= 1972 National Society of Film Critics Awards =

Annual US film award ceremony

7th NSFC Awards

December 29, 1972

----
Best Film:

 The Discreet Charm
of the Bourgeoisie

The 7th National Society of Film Critics Awards, given on 29 December 1972, honored the best filmmaking of 1972.

The member critics voting were Hollis Alpert of World, Gary Arnold of The Washington Post, Vincent Canby of The New York Times, Charles Champlin of the Los Angeles Times, Jay Cocks of Time, Judith Crist of New York, David Denby of The Atlantic, Bernard Drew of the Gannett News Service, Roger Ebert of the Chicago Sun-Times, Joseph Gelmis of Newsday, Penelope Gilliatt of The New Yorker, Roger Greenspun of The New York Times, Molly Haskell of The Village Voice, Pauline Kael of The New Yorker, Michael Korda of Glamour, Arthur Knight of Saturday Review, Thomas Meehan of Saturday Review, William S. Pechter of Commentary, Andrew Sarris of The Village Voice, Richard Schickel of Life, Bruce Williamson of Playboy, and Paul D. Zimmerman of Newsweek.

== Winners ==

=== Best Picture ===
- The Discreet Charm of the Bourgeoisie (30 points)

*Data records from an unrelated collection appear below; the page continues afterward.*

Issue #3498, opened 2020-09-05
BigBlueButton always visible


MAMEK70:
**Describe**
BigBlueButton sessions URL is always visible even when the "Global conference link only visible for these user roles" option is set only to Administrator

**To Reproduce**
1. Go to 'adminstration/plugins/bbb/'
2. Scroll down to "Global conference link only visible for these user roles" and set it to "Administrator"
3. Go to a Course, open a Videoconference
4. The error: The VideoConference URL is visible to all (teacher, student, etc...)

**Expected behavior**
The videoconference url should be hidden to students and teachers (in this case)

**Screenshots**
![image](https://user-images.githubusercontent.com/70807894/92306479-9a852400-ef8f-11ea-8dd4-c5b41eba4f45.png)
![image](https://user-images.githubusercontent.com/70807894/92306490-b7b9f280-ef8f-11ea-8374-f51cfe8772fb.png)

**Desktop**
 - Windows 10
 - chrome 85.0.4183.83 (Official Build) (64-bit)

**Server
 - Version of Chamilo:  1.11.12

aelalfey:
@MAMEK70 

I have the same issue and more. Check this https://github.com/chamilo/chamilo-lms/issues/3472

MAMEK70:
@aelalfey 
Pls let me know if you find a solution...

jmontoyaa:
The global conference link it's located here ( see screenshot link Videoconference below "Edit profile").

In your screenshot your're showing a course videoconference.

![Screenshot_20200914_093457](https://user-images.githubusercontent.com/158935/93057281-ef026080-f66d-11ea-8182-2c9078913d8b.png)

lonesomewalker:
@jmontoyaa 
Yes, but this also should be possible to disable by default ;-)

ywarnier:
So just to make this issue clear: the request is to add an option to avoid showing the *link* (in text) to the videoconference to the users, because in some cases we just want them to see in an obvious way the server on which it is hosted (or something like that).

ywarnier:
This requires adding a configuration option for the videoconference, so we need this pre-alpha3 @christianbeeznest

christianbeeznest:
It is implemented logic to restrict access to global videoconference link based on global_conference_allow_roles setting.
No DB changes required — setting already exists in plugin configuration.
Ready for testing before alpha3.

ywarnier:
The requirement is to add an option to hide the link block in the course tool for videoconference

[...]

PR #6336, opened 2025-06-04
Plugin: Add config-based control for global conference roles visibility in BBB - refs #3498

christianbeeznest:


ywarnier:
Looks good. Merging.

2. The Godfather (28 points)

3. Cries and Whispers (25 points)

4. The Emigrants (13 points)

5. The Sorrow and the Pity (9 points)

=== Best Director ===
- Luis Buñuel - The Discreet Charm of the Bourgeoisie (36 points)

2. Francis Ford Coppola - The Godfather (25 points)

3. Ingmar Bergman - Cries and Whispers (24 points)

4. Jan Troell - The Emigrants (9 points)

=== Best Actor ===
- Al Pacino - The Godfather (28 points)

2. Marlon Brando - The Godfather (21 points)

3. Peter O'Toole - The Ruling Class (13 points)

4. Alec McCowen - Travels with My Aunt (9 points)

=== Best Actress ===
- Cicely Tyson - Sounder (30 points)

2. Harriet Andersson - Cries and Whispers (23 points)

3. Bulle Ogier - La Salamandre and L'amour fou (20 points)

4. Janet Suzman - A Day in the Death of Joe Egg (16 points)

5. Liza Minnelli - Cabaret (9 points)

=== Best Supporting Actor (tie) ===
- Eddie Albert - The Heartbreak Kid (18 points)
- Joel Grey - Cabaret (18 points)

3. Robert Duvall - The Godfather (14 points)

4. Barry Foster - Frenzy (13 points)

=== Best Supporting Actress ===
- Jeannie Berlin - The Heartbreak Kid (26 points)

2. Ida Lupino - Junior Bonner (11 points)

2. Susan Tyrrell - Fat City (11 points)

4. Cybill Shepherd - The Heartbreak Kid (10 points)

5. Harriet Andersson - Cries and Whispers (9 points)

=== Best Screenplay ===
- Ingmar Bergman - Cries and Whispers (27 points)

2. Luis Buñuel and Jean-Claude Carrière - The Discreet Charm of the Bourgeoisie (20 points)

3. John Berger and Alain Tanner - La Salamandre (11 points)

4. Jan Troell and Bengt Forslund - The Emigrants (9 points)

4. Francis Ford Coppola and Mario Puzo - The Godfather (9 points)

=== Best Cinematography ===
- Sven Nykvist - Cries and Whispers (28 points)

2. Vilmos Zsigmond - Images (25 points)

3. Gordon Willis - The Godfather (22 points)

4. Geoffrey Unsworth - Cabaret (11 points)

=== Special awards ===
- Mon Oncle Antoine, "a film released in 1972 which, although not sufficiently recognized by public attendance, has nevertheless been an outstanding cinematic achievement."
- Ivan Passer, "a person working in cinema whose contribution to film art has not yet received due public recognition."
- Robert Kaylor , "a person working in cinema whose contribution to film art has not yet received due public recognition."